WORK INSTRUCTION:
I need the number of lines in the data that include "command"; reply with that number alone.

INPUT:

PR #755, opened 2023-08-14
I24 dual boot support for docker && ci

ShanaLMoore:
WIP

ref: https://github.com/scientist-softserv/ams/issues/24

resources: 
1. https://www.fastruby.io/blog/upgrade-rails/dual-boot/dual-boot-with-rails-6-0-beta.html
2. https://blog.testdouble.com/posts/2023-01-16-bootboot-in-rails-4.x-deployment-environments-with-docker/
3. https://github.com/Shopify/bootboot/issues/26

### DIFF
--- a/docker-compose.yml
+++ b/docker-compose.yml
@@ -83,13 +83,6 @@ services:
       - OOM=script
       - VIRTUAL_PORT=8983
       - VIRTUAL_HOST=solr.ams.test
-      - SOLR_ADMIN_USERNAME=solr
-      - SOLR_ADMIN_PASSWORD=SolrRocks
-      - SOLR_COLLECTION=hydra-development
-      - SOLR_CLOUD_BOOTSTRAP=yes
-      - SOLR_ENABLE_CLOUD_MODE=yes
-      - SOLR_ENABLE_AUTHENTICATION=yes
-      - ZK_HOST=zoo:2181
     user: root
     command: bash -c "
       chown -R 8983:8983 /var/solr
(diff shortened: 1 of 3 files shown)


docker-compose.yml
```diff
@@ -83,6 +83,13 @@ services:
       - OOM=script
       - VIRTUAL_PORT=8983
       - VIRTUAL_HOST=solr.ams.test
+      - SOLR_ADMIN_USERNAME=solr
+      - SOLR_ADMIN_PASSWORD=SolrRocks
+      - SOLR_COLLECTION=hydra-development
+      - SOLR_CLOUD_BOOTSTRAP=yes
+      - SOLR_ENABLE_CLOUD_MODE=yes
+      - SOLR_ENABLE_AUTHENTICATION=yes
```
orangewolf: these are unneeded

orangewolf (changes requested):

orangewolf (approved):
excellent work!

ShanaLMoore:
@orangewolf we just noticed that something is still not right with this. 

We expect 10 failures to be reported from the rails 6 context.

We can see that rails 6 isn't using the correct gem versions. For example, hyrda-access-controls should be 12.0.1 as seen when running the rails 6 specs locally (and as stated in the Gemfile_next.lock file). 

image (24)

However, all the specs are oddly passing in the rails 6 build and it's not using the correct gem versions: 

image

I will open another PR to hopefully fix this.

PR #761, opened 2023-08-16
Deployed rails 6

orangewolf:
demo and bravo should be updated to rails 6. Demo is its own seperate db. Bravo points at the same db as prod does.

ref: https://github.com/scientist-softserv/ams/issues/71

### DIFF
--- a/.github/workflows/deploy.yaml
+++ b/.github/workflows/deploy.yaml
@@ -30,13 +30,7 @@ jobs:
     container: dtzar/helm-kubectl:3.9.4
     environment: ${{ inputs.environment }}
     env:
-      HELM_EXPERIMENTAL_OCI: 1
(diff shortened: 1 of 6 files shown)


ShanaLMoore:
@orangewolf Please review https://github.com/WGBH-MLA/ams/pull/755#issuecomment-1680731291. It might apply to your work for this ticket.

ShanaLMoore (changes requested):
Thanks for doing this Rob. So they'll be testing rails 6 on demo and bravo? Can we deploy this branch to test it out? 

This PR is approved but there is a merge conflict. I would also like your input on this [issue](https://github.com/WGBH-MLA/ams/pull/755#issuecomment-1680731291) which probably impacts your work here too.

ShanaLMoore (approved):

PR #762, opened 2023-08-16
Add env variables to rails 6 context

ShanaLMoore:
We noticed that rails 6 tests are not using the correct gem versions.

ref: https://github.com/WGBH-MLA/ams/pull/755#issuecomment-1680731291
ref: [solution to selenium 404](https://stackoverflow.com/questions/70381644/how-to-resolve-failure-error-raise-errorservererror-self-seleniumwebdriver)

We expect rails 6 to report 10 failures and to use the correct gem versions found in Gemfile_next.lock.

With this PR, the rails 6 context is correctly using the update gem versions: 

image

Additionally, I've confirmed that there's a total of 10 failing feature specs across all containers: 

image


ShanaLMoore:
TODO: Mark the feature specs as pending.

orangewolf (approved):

* * *

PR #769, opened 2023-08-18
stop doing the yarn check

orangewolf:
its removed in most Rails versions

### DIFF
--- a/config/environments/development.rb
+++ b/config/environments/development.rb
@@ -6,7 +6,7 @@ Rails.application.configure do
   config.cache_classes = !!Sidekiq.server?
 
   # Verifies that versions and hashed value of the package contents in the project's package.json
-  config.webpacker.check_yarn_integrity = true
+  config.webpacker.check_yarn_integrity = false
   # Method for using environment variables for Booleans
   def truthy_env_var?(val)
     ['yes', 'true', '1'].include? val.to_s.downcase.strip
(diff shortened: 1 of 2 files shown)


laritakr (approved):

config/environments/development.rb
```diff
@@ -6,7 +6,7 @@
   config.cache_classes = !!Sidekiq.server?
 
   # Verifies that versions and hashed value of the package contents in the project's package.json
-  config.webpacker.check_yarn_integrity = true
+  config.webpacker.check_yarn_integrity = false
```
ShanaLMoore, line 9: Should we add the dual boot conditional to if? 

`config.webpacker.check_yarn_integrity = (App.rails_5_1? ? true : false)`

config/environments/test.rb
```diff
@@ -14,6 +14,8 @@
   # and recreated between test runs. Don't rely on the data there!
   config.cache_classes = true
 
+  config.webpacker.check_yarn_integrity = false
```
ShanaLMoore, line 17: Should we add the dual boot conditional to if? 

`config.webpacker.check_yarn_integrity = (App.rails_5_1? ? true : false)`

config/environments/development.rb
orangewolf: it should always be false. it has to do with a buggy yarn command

WRITTEN SOLUTION:
2